Developing Strategic Uses of Internet and Other Technologies
Managers and business professionals should focus on developing strategic uses of the Internet and other technologies for processes that add the most value to the company’s products or services. This involves:
- Identifying Value-Adding Activities: Analyzing the value chain to pinpoint activities where technology can enhance efficiency, quality, or customer satisfaction.
- Leveraging Internet Technologies: Utilizing Internet, intranet, and extranet technologies to streamline operations, improve communication, and enhance customer interaction.
- Fostering Innovation: Encouraging innovation in both primary and support processes to create new value propositions and competitive advantages.
Value Chain Examples
– Figure above provides examples of how and where information technologies can be applied to basic business processes using the value chain framework. For example, the figure illustrates that collaborative workflow intranets can increase the communications and collaboration required to improve administrative coordination and support services dramatically.

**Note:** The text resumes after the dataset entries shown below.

PR #1581, opened 2018-10-01
SUGAR - non DAO service end point

minsunny:
#3282

Service Unified GAteway Relay called "SUGAR" is a webAgent which allows to call services not DAOs with its arguments.

Requirements :

Service List
Methods List in the service according to the step 1
Parameters for the method according to the step 2
Providing Parameters Info
Creating dynamic URL
Add modelled Exceptions


src/foam/nanos/dig/SUGAR.js
```diff
@@ -0,0 +1,257 @@
...
+ * @license
+ * Copyright 2018 The FOAM Authors. All Rights Reserved.
+ * http://www.apache.org/licenses/LICENSE-2.0
+ */
+
+foam.CLASS({
+  package: 'foam.nanos.dig',
+  name: 'SUGAR',
+
+  documentation: 'Service Unified GAteway Relay - Perform non-DAO operations against a web service',
```
deejes: Case error in gateway

src/foam/nanos/dig/SUGAR.js
```diff
@@ -0,0 +1,257 @@
...
+      name: 'argumentInfo',
+      documentation: 'Set the arguments Info of the method',
+      postSet: function() {
+      var self = this;
+
+      for ( let j = 0 ; j < this.argumentInfo.length ; j++ ) {
+        this.argumentInfo[j].sub(function(argInfo) {
+          self.flag = !self.flag;
+        });
+      }
```
deejes: function logic needs indentation

src/foam/nanos/dig/SUGAR.js
```diff
@@ -0,0 +1,257 @@
...
+          url += "interfaceName=" + interfaceName;
+        }
+        if ( hiddenMethod ) {
+          url += query ? "&" : "?";
+          query = true;
+          url += "method=" + hiddenMethod;
+        }
+
+        for ( let j = 0 ; j < argumentInfo.length ; j++ ) {
+        var paramUrl = "";
```
deejes: indentation for function body required

src/foam/nanos/dig/SUGAR.js
jlhughes: That's intentional as it is the GA in SUGAR.

jlhughes (commented):
Please add your tests to this PR.  
Also, if you don't have a test for 'flag', at least add a test with comments regarding what the flag format would be.

src/foam/nanos/boot/NSpec.js
```diff
@@ -113,6 +113,11 @@ foam.CLASS({
       name: 'serviceClass',
       displayWidth: 80
     },
+    {
+      class: 'String',
```
jlhughes: Please add documentation as to the purpose and use of this field.

src/foam/nanos/dig/Argument.js
```diff
@@ -0,0 +1,30 @@
+/**
+ * @license
+ * Copyright 2018 The FOAM Authors. All Rights Reserved.
+ * http://www.apache.org/licenses/LICENSE-2.0
+ */
+
+foam.CLASS({
+  package: 'foam.nanos.dig',
```
jlhughes, line 8: Please document the class and properties as to purpose and use.

src/foam/nanos/dig/SugarWebAgent.java
```diff
@@ -0,0 +1,173 @@
...
+import javax.servlet.http.HttpServletResponse;
+import foam.nanos.http.HttpParameters;
+import java.nio.CharBuffer;
+import foam.util.SafetyUtil;
+import foam.lib.json.Outputter;
+import java.lang.Exception;
+import java.lang.reflect.*;
+import java.lang.Exception;
+
+public class SugarWebAgent
```
jlhughes, line 28: Please document.

src/foam/nanos/dig/SUGAR.js
```diff
@@ -0,0 +1,257 @@
...
+        if ( ! of ) return;
+
+        this.interfaceName = of.id.toString();
+
+        var methods = of.getOwnAxiomsByClass(foam.core.Method);
+        //var methodName = methods.map(function(m) { return m.name; }).sort();
+
+        var filteredMethod =
+          methods.filter(function(fm) {
+            for ( var j = 0; j < fm.args.length; j++ ) {
```
kgrgreer: spaces before ;'s

src/foam/nanos/dig/SUGAR.js
```diff
@@ -0,0 +1,257 @@
...
+               if ( fm.args[j].javaType.toString() == "foam.core.X" ) {
+                  return false;
+               }
+               return true;
+             }
+          }).map(function(m) { return m.name; }).sort();
+
+        if ( filteredMethod.length > 0) {
+          for ( var i = 0; i < methods.length; i++ ) {
```
kgrgreer: spaces before ;'s

src/foam/nanos/dig/SUGAR.js
```diff
@@ -0,0 +1,257 @@
...
+          var of = this.lookup(service.cls_.getAxiomByName('delegate').of);
+
+          if ( ! of ) return;
+
+          var methods = of.getOwnAxiomsByClass(foam.core.Method);
+          //var methodNames = methods.map(function(m) { return m.name; }).sort();
+
+          var filteredMethod =
+            methods.filter(function(fm) {
+              for ( var j = 0; j < fm.args.length; j++ ) {
```
kgrgreer: spaces before ;'s

src/foam/nanos/dig/SUGAR.js
```diff
@@ -0,0 +1,257 @@
...
+
+          if ( ! service.cls_.getAxiomByName('delegate') ) return;
+
+          var of = this.lookup(service.cls_.getAxiomByName('delegate').of);
+
+          if ( ! of ) return;
+
+          var methods = of.getOwnAxiomsByClass(foam.core.Method);
+
+          for ( var i = 0; i < methods.length; i++ ) {
```
kgrgreer: spaces before ;'s

src/foam/nanos/dig/SUGAR.js
```diff
@@ -0,0 +1,257 @@
...
+    },
+    {
+      class: 'String',
+      name: 'hiddenMethod',
+      documentation: 'to use for a url',
+      hidden: true
+    },
+    {
+      class: 'URL',
+      // TODO: appears not to work if named 'url', find out why.
```
kgrgreer, line 203: Please open a ticket to track this issue.

src/foam/nanos/dig/SUGAR.js
```diff
@@ -0,0 +1,257 @@
...
+
+            if ( k == Number(index) ) url += paramUrl;
+
+            if ( argumentInfo[k].value != "") {
+              url += query ? "&" : "?";
+              url += argumentInfo[k].name + "=" + argumentInfo[k].value;
+            }
+          }
+        } else { // use this flag to give a change event for argumentInfo (FObjectArray)
+          for ( let k = 0 ; k < argumentInfo.length ; k++ ) {
```
kgrgreer: Us 'var' instead of 'let' if not trapping value in a closure (function).

src/foam/nanos/dig/SugarWebAgent.java
```diff
@@ -0,0 +1,173 @@
+package foam.nanos.dig;
+
+import foam.lib.json.JSONParser;
```
kgrgreer, line 11: sort imports

src/foam/nanos/dig/SugarWebAgent.java
```diff
@@ -0,0 +1,173 @@
...
+      }
+
+      Class c = Class.forName(interfaceName);
+
+      Method m[] = c.getMethods();  // get Methods' List
+
+      Class[] paramTypes = null; // for picked Method's parameters' types
+      Object arglist[] = null; // to store each parameters' values
+
+      for ( int k = 0; k < m.length; k++ ) {
```
kgrgreer: spaces before ;'s, here and elsewhere

src/foam/nanos/dig/exception/EmptyParameterException.js
```diff
@@ -0,0 +1,33 @@
...
+  extends: 'foam.nanos.dig.exception.DigErrorMessage',
+
+  properties: [
+    {
+      class: 'String',
+      name: 'status',
+      value: '400'
+    },
+    {
+      class: 'String',
```
kgrgreer: Should this be an Int? Same as status?

src/foam/nanos/dig/SUGAR.js
```diff
@@ -0,0 +1,256 @@
...
+
+        if ( ! service ) return;
+
+        if ( ! service.cls_.getAxiomByName('delegate') ) return;
+
+        var of = this.lookup(service.cls_.getAxiomByName('delegate').of);
+
+        if ( ! of ) return;
+
+        this.interfaceName = of.id.toString();
```
shreymahendru, line 67: You have the logic of these `if` conditions more than one place.... you should abstract that into a function of its own.

src/foam/nanos/dig/SUGAR.js
```diff
@@ -0,0 +1,256 @@
...
+
+        var methods = of.getOwnAxiomsByClass(foam.core.Method);
+        //var methodName = methods.map(function(m) { return m.name; }).sort();
+
+        var filteredMethod =
+          methods.filter(function(fm) {
```
shreymahendru, line 72: Have a function that abstracts the filtering of methods, that should return a single method since you are only concerned with the 0th element of the filteredMethod. (Correct me if I am wrong)

src/foam/nanos/dig/SUGAR.js
```diff
@@ -0,0 +1,256 @@
...
+               if ( fm.args[j].javaType.toString() == "foam.core.X" ) {
+                  return false;
+               }
+               return true;
+             }
+          }).map(function(m) { return m.name; }).sort();
+
+        if ( filteredMethod.length > 0 ) {
+          for ( var i = 0 ; i < methods.length ; i++ ) {
+            if ( methods[i].name == filteredMethod[0] ) {
```
shreymahendru: Not sure if we support overriding on services' method, if we do, filtering would be a problem just by name. 
If we don't, why don't you just break the loop once you find the correct method with the same name as filteredmethod?

src/foam/nanos/dig/SugarWebAgent.java
```diff
@@ -0,0 +1,177 @@
...
+          .setMessage("Empty Method Name")
+          .build();
+        outputException(x, resp, "JSON", out, error);
+
+        return;
+      }
+
+      Class c = Class.forName(interfaceName);
+
+      Method m[] = c.getMethods();  // get Methods' List from the class
```
shreymahendru: you might want to use more descriptive names for your variables

src/foam/nanos/dig/SugarWebAgent.java
```diff
@@ -0,0 +1,177 @@
...
+
+              return;
+            }
+
+            paramTypes[j] = pArray[j].getType();
+            arglist[j] = p.getParameter(pArray[j].getName());
+
+            logger.debug(pArray[j].getName() + " :   " + p.getParameter(pArray[j].getName()));
+
+            // casting and setting according to parameters type
```
shreymahendru: Switch would be perfect and more efficient/readable for this

src/foam/nanos/dig/SugarWebAgent.java
```diff
@@ -0,0 +1,177 @@
...
+import java.lang.Exception;
+import java.lang.reflect.*;
+import javax.servlet.http.HttpServletResponse;
+
+public class SugarWebAgent
+  implements WebAgent
+{
+  public SugarWebAgent() {}
+
+  public void execute(X x) {
```
shreymahendru, line 33: Please divide the execute function into smaller functions with descriptive names (something like steps), this makes it more readable/ enjoyable for the second dev.

src/foam/nanos/dig/SugarWebAgent.java
minsunny: conditional expressions are different depending on primitive types or not though..?

src/foam/nanos/dig/SUGAR.js
shreymahendru: `array.find` would work here if you are trying to search a **single** method by name.

src/foam/nanos/dig/SugarWebAgent.java
shreymahendru: Sorry. I don't understand... But you can have 
```
String typeName = pArray[j].getType().getCanonicalName() 
switch(typeName) {
case "double": 
arglist[j] = Double.parseDouble(p.getParameter(pArray[j].getName()));
case "boolean":
arglist[j] = Boolean.parseBoolean(p.getParameter(pArray[j].getName()));
....
default:
DigErrorMessage
}
```

kgrgreer: In the future, we're going to switch method arguments to FOAM modelled types, the same as for properties. At that point we'll be able to just use the parser provided by the PropertyInfo, which is better than either switch or many if/elses. Until then, a switch would be better than ifelseifelse's. Another method would be to define a static hashmap of String to Parser mappings and then just lookup the parser to use.

src/foam/nanos/dig/SUGAR.js
```diff
@@ -0,0 +1,259 @@
...
+      },
+      postSet: function() {
+        var service = this.__context__[this.serviceKey];
+
+        if ( ! service ) return;
+
+        if ( ! service.cls_.getAxiomByName('delegate') ) {
+          this.interfaceName = "";
+          return;
+        } else {
```
kgrgreer: No need for 'else' block since you've already returned in the 'if'. Just remove the 'else' and move the code in that block two spaces to the left.

src/foam/nanos/dig/SugarWebAgent.java
```diff
@@ -0,0 +1,194 @@
...
+      }
+
+      Class[] paramTypes = null; // for picked Method's parameters' types
+      Object arglist[] = null; // to store each parameters' values
+
+      if ( class_ != null ) {
+        Method method_[] = class_.getMethods();  // get Methods' List from the class
+
+        for (int k = 0; k < method_.length; k++) {
+          if (method_[k].getName().equals(methodName)) { //found picked Method
```
kgrgreer: fix spacing

src/foam/nanos/dig/SugarWebAgent.java
```diff
@@ -0,0 +1,194 @@
...
+
+            logger.debug("service : " + serviceName);
+            logger.debug("methodName : " + method_[k].getName());
+
+            Parameter[] pArray = method_[k].getParameters();
+            paramTypes = new Class[pArray.length];
+            arglist = new Object[pArray.length];
+
+            for (int j = 0; j < pArray.length; j++) {  // checking the method's each parameter
```
kgrgreer: fix spacing

src/foam/nanos/dig/SugarWebAgent.java
```diff
@@ -0,0 +1,194 @@
...
+                  outputException(x, resp, "JSON", out, error);
+
+                  return;
+              }
+            }
+          }
+        }
+      }
+
+      executeMethod(x, resp, out, class_, serviceName, methodName, paramTypes, arglist);
```
kgrgreer: Do we want to call this if class_ is null?

src/foam/nanos/dig/SugarWebAgent.java
```diff
@@ -0,0 +1,194 @@
...
+
+      outputterJson.output(declaredMethod_.invoke(x.get(serviceName), arglist));
+      out.println(outputterJson);
+    } catch (InvocationTargetException e) {
+      DigErrorMessage error = new GeneralException.Builder(x)
+        .setMessage("InvocationTargetException: " + e.getTargetException().getMessage())
+        .build();
+      outputException(x, resp, "JSON", out, error);
+
+      return;
```
kgrgreer: No need for return.

src/foam/nanos/dig/SugarWebAgent.java
```diff
@@ -0,0 +1,194 @@
...
+    } catch (Exception e) {
+      DigErrorMessage error = new GeneralException.Builder(x)
+        .setMessage("Exception: " + e.getMessage())
+        .build();
+      outputException(x, resp, "JSON", out, error);
+
+      return;
```
kgrgreer: No need for return.

src/foam/nanos/dig/SugarWebAgent.java
```diff
@@ -192,4 +178,81 @@ protected void outputException(X x, HttpServletResponse resp, String format, Pri
...
+              if ( prop.getValueClass().toString().equals("class [Ljava.lang.String;") ) {  //String[]
+                prop.set(clsObj, p.getParameterValues(prop.getName()));
+              } else {
+                prop.set(clsObj, p.getParameter(prop.getName()));
+              }
+
+              try {
+                fieldList[m].set(clsObj, prop);
+              } catch (IllegalAccessException e) {
+                e.printStackTrace();
```
jlhughes: Can this be logged?

src/foam/nanos/dig/SugarWebAgent.java
```diff
@@ -192,4 +178,81 @@ protected void outputException(X x, HttpServletResponse resp, String format, Pri
...
+              }
+            }
+          }
+        }
+      }
+    } catch (Exception e) {
+      e.printStackTrace();
```
jlhughes: Can this be logged?

jlhughes (commented):
Changes look OK. 
Couple comments regarding logging.

src/foam/nanos/dig/Argument.js
```diff
@@ -0,0 +1,58 @@
...
+      name: 'value'
+    },
+    {
+      class: 'FObjectProperty',
+      of: this.javaType,
+      name: 'objectType',
+      label: 'Object Value',
+      documentation: 'Parameters input value (Object Type Parameters)',
+      factory: function() {
+        var model = this.lookup(this.javaType.toString(), true);
```
kgrgreer: javaType is already a String, so you don't need to call toString().

src/foam/nanos/dig/Argument.js
```diff
@@ -0,0 +1,58 @@
...
+     visibility: foam.u2.Visibility.RO
+    },
+    {
+      class: 'String',
+      documentation: 'Parameters input value',
+      name: 'value'
+    },
+    {
+      class: 'FObjectProperty',
+      of: this.javaType,
```
kgrgreer: This line can't work since 'this' isn't defined here.

src/foam/nanos/dig/Argument.js
```diff
@@ -0,0 +1,58 @@
...
+      name: 'objectType',
+      label: 'Object Value',
+      documentation: 'Parameters input value (Object Type Parameters)',
+      factory: function() {
+        var model = this.lookup(this.javaType.toString(), true);
+
+        if ( this.javaType != '' && ( this.javaType != 'String' && this.javaType != 'double' && this.javaType != 'boolean' && this.javaType != 'long' ) )
+          return model.create(null, this);
+        else return null;
```
kgrgreer: No need for 'else' since you've already returned.

src/foam/nanos/dig/SUGAR.js
minsunny: done

src/foam/nanos/dig/SUGAR.js
minsunny: done

jlhughes (approved):
Approved, minus Shrey's comments, which are valid, but will have to be dealt with at a later time.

– An employee benefits intranet can help the human resources management function provide employees with easy, self-service access to their benefits information.
– Extranets enable a company and its global business partners to use the Web to design products and processes jointly.
– Finally, e-commerce Web portals can dramatically improve procurement of resources by providing online marketplaces for a firm’s suppliers.
– The value chain model in Figure above also identifies examples of strategic applications of information systems technology to primary business processes.
– These include automated just-in-time warehousing systems to support inbound logistic processes that involve inventory storage, computer-aided flexible manufacturing systems, as well as online point-of-sale and order processing systems to improve the outbound logistics processes that handle customer orders.
– Information systems can also support marketing and sales processes by developing an interactive targeted marketing capability on the Internet and the Web.
– Finally, a coordinated and integrated customer relationship management system can dramatically improve customer service.
– Thus, the value chain concept can help you identify where and how to apply the strategic capabilities of information technology.
– It shows how various types of information technologies might be applied to specific business processes to help a firm gain competitive advantages in the marketplace.